Collected data entries ->
====

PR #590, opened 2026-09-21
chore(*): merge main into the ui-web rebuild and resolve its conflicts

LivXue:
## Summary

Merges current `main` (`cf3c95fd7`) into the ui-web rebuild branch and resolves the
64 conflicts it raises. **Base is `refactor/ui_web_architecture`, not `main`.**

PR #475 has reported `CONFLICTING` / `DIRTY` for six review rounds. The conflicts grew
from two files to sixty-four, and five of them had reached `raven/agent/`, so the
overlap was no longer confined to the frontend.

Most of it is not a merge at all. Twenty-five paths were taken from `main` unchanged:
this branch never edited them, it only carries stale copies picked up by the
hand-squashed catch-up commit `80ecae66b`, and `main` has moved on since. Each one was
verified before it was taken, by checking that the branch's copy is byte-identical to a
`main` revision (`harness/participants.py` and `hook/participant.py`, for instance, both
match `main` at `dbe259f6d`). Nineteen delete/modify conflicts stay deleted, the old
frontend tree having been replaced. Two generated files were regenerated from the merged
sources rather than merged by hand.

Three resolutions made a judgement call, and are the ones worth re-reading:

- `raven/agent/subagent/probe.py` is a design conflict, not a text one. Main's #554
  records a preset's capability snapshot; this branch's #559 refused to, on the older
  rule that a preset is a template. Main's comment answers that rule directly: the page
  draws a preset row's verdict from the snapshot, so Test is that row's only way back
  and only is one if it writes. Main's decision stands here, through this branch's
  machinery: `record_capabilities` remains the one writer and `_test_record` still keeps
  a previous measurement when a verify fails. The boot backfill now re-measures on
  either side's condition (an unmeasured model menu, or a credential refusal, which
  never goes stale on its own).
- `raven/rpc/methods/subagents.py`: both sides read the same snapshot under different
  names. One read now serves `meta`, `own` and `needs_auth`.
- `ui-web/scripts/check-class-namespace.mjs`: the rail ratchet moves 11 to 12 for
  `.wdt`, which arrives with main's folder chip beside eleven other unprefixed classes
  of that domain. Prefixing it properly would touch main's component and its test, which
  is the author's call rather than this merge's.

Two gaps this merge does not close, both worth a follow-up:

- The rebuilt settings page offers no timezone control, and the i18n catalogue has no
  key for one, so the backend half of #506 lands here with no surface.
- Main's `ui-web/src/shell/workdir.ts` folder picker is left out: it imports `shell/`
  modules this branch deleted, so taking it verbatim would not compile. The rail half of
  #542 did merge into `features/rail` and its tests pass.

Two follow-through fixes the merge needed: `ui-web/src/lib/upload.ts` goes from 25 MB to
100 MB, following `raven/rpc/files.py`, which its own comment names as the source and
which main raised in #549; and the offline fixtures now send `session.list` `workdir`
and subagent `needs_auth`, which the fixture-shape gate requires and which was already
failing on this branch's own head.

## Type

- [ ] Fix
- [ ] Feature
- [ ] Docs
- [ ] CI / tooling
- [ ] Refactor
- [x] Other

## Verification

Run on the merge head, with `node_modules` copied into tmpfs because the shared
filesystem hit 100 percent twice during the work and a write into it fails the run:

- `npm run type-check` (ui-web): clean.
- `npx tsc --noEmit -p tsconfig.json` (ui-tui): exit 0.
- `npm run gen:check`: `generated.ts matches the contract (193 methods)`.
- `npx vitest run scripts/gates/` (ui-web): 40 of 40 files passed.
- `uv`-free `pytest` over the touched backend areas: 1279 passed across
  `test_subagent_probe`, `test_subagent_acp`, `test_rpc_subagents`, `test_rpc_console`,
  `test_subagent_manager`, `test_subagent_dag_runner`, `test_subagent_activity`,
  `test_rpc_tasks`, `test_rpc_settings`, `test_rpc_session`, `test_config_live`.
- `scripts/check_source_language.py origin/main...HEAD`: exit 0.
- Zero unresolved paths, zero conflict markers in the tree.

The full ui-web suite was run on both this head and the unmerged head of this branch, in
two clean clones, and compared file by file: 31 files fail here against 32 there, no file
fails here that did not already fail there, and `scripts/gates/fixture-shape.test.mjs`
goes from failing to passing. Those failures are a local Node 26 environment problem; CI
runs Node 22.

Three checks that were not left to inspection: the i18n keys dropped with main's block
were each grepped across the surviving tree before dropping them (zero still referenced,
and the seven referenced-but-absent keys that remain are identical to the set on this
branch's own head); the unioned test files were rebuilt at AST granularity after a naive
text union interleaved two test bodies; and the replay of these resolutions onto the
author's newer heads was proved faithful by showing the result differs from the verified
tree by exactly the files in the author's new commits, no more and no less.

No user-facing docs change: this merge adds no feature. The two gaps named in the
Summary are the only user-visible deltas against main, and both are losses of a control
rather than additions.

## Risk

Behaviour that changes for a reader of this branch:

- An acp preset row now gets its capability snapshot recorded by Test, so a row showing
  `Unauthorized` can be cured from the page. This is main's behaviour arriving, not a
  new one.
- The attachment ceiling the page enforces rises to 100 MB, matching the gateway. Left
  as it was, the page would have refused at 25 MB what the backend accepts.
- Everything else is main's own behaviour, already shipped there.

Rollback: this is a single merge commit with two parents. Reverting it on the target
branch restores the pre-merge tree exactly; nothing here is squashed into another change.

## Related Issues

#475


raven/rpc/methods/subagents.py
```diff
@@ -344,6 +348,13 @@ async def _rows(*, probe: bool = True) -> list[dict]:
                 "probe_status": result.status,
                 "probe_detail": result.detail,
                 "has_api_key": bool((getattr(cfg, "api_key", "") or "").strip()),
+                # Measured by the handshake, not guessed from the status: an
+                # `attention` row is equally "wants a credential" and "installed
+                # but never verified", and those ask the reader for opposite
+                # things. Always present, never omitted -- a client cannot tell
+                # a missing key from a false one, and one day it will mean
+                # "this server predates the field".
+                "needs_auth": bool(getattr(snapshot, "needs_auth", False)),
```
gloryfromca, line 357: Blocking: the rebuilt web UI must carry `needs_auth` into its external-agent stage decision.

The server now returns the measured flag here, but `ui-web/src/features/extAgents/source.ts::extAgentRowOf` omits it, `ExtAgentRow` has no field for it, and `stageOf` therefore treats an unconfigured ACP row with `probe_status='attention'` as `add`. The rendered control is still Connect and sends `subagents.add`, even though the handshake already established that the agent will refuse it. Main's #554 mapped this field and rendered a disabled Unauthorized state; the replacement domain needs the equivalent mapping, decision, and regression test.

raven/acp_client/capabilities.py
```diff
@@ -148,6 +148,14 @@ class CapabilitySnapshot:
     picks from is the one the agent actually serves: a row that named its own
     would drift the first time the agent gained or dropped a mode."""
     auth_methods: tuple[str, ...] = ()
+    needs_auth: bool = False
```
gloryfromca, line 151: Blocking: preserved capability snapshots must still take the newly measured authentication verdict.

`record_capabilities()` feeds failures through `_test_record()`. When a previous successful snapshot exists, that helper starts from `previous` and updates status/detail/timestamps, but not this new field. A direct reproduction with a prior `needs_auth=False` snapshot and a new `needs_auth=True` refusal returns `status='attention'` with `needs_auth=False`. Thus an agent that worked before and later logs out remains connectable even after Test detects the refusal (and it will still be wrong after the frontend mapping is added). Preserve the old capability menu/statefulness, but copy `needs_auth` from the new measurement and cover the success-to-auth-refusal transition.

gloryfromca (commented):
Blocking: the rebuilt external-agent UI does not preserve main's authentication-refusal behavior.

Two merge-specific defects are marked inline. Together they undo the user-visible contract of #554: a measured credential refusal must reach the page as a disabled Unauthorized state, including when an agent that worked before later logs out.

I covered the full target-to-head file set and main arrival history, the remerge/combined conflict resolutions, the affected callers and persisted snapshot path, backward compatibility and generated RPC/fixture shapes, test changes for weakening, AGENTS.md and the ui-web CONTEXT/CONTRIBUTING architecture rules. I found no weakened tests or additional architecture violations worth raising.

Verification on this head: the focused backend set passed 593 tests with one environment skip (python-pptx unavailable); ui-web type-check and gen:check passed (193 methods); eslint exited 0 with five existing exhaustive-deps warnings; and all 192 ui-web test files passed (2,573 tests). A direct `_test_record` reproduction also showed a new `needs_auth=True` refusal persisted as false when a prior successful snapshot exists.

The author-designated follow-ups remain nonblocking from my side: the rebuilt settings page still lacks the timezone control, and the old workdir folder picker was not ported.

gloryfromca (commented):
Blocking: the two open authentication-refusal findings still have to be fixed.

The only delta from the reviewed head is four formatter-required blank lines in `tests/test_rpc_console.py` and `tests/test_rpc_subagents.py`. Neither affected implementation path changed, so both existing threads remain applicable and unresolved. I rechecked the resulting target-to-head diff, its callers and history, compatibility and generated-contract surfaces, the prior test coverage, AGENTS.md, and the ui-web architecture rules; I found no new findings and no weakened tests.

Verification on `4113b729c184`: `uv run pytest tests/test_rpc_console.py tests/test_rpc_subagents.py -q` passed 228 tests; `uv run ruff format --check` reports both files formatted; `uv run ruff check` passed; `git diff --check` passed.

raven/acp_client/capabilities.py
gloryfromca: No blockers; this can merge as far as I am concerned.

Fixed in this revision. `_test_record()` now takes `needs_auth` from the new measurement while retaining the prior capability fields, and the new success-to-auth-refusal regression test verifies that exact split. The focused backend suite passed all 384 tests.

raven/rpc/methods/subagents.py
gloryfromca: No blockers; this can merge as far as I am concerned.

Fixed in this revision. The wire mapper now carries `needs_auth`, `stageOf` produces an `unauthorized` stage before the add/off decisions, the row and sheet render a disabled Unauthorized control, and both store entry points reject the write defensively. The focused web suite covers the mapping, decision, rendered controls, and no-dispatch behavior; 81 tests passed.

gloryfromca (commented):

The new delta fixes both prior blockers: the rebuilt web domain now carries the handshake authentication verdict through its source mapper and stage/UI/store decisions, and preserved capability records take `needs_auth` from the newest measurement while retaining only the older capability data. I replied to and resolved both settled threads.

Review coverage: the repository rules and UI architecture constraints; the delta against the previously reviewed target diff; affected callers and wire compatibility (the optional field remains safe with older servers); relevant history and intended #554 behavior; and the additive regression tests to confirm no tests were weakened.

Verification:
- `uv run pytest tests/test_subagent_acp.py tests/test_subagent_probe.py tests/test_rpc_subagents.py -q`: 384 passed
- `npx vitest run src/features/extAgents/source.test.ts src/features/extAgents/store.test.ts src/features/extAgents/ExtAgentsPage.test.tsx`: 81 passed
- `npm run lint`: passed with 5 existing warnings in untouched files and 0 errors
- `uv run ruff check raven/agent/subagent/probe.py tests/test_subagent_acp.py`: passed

====

WORK TO BE COMPLETED -> Find the string "keys" in the data. Report each line it appears in.

RESULT ->
Three checks that were not left to inspection: the i18n keys dropped with main's block
and the seven referenced-but-absent keys that remain are identical to the set on this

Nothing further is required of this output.